Is the bond market penalizing the Reserve Bank of Australia?

Perhaps most importantly, short-term traders are pricing in a peak RBA cash rate north of 4 per cent compared to around 3.3 per cent for the US Federal Reserve.

While Australian bonds have historically tended to trade above US rates, this has not always been the case as the spread has gradually decreased over the past decade.

At present, the gap is difficult to explain with the basics. The US inflation rate is much higher at 8.6 per cent, compared to 5.1 per cent in Australia.

According to Richard Quinn of Bentham Asset Management, our economy has 10 times greater leverage than US interest rates (based on the average interest rate term of a mortgage).

The big breakup

This background suggests that interest rates here should not be higher than they are in the US, and therefore all our bonds should pay a lower rate.

The Reserve Bank governor seems to think so, although he admits that the market has proven to be a better indicator than it has been lately.

But he noted that the market is hinting that he will have to raise cash at a faster rate than at almost any time in history – in a tone that doesn’t suggest that was ever likely.

Thus, the gap between what the RBA thinks will happen and what is likely to happen, is still very much at odds with the market.

Christian Baylis of bond fund Fortlake says it is “just a statement of fact” that the RBA is in the back of the developed world package in terms of communications.

“There has been/no greater separation between telecom rates and the market than there is in Australia,” says Bayliss, a former employee of the Reserve Bank of Australia.

Bayliss says the Fed has done a good job of closing the credibility gap with decisive action, and they are now more in line with the markets.

This leaves the Fed in a stronger position to use communications to do the tough jobs rather than using other policy tools.

granulation time

So, despite the Federal Reserve’s more challenging starting point, the market believes they can get around the problem – and that’s reflected in lower long-term interest rates.

(Note that the US inflation curve is in line with the Australian curve despite the high rate of spot inflation in the US.)

“The wider the credibility gap, the more you have to do about monetary policy tools – which is why the market is telling us the RBA has a lot to do to restore its inflation targeting credibility,” Bayliss says.

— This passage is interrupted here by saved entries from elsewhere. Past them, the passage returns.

PR #1423, opened 2018-06-05
Configure sentry

ihucos:
One small behavioral side effect: `python manage.py process_tasks` now makes more output in production.
The local settings then should be something like this:

```
RAVEN_CONFIG = {
    'dsn': 'https://username:password@server.io/something',
    'release': git_commit_hash,
}
```
@treba123 will take care of a self hosted sentry server.

### DIFF
--- a/meinberlin/config/settings/base.py
+++ b/meinberlin/config/settings/base.py
@@ -56,6 +56,7 @@ INSTALLED_APPS = (
     'ckeditor_uploader',
     'capture_tag',
     'background_task',
+    'raven.contrib.django.raven_compat',
 
     'adhocracy4.actions.apps.ActionsConfig',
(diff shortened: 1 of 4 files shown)


ihucos:
Merging now and deploying without the sentry configuration SHOULD not result in any error

fuzzylogic2000:
Ok, cool! When do we merge and make sure, that SHOULD is also does? Now or Monday morning?

ihucos:
> Ok, cool! When do we merge and make sure, that SHOULD is also does? Now or Monday morning?
Everything no problemo, click on the green merge button, now :-)

ihucos:
Robert already made the config in locals.py, so it should then work in dev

“People, rightly, started to question the RBA’s reaction function which is supposed to be the 2 to 3 per cent inflation target when we saw central bank governors in Tasman and the United States press the issue around reaction functions.”

Another bond fund, who preferred not to be named, says there is a “clear lack of confidence in what they say and do” and that explains the higher returns.

“Unfortunately, it is taxpayers who pay for their ongoing mistakes in the form of higher and higher financing costs as investors will not/cannot trust them to deliver on their promise.”

What do foreign investors say? Many hedge funds were gutted when the Reserve Bank of Australia dropped the bond peg, so they either don’t exist or are staying out of the bond market.

Martin Whitton, Commonwealth Bank’s head of bond strategy, visited US clients in April and is currently in Europe.

He again stated that at least some participants cited the yield curve control loop as a “rationale reason to move away from the market”, as traders seeking higher yields chose to own New Zealand bonds.

But credibility is really relative. The central bank wasn’t the only one making a mistake, says Ardea’s Tamar Hamlin, another former employee of the Reserve Bank of Australia.

“The Fed’s ominous view that inflation will prove transient is at least as bad as the RBA’s commitment not to raise interest rates,” he says.

Hamlin says the Australian yield gap can likely be explained by the return of more of the normal “term risk premium” as bond investors demand higher rates to compensate for general uncertainty – which is greater for our economy.

“Typically higher-growth markets and markets closely related to Asia have shown higher cyclical volatility and greater exposure to volatility (up and down) in global growth,” he says.

ANZ’s David Blank tends to agree. He noted that the 10-year extension of US returns to Australia was “largely in response to volatility in the markets and the increased risk premium embedded in the spread”.

“There may also have been some activity associated with positioning, which leads to amplification of movements.”

Another more technical reason mentioned by a few bond funds is the prevalent use of interest rate swaps to hedge interest rate risk as the bulk of Australian loans are set at a short-term floating rate. This has created structural pressures on our interest rate market.

But there is no doubt that central banks, including the Reserve Bank, have work to do to restore credibility not only in the market, but also in the general public.

Bentham’s Quinn said there was more confidence in central banks because they had an inflation target and were considered politically independent.

But there has been a significant rise in government spending, which tends to be inflationary, and central banks, including the Reserve Bank, have not changed their approach. This leaves them with the work they need to do to restore the faith they once recommended.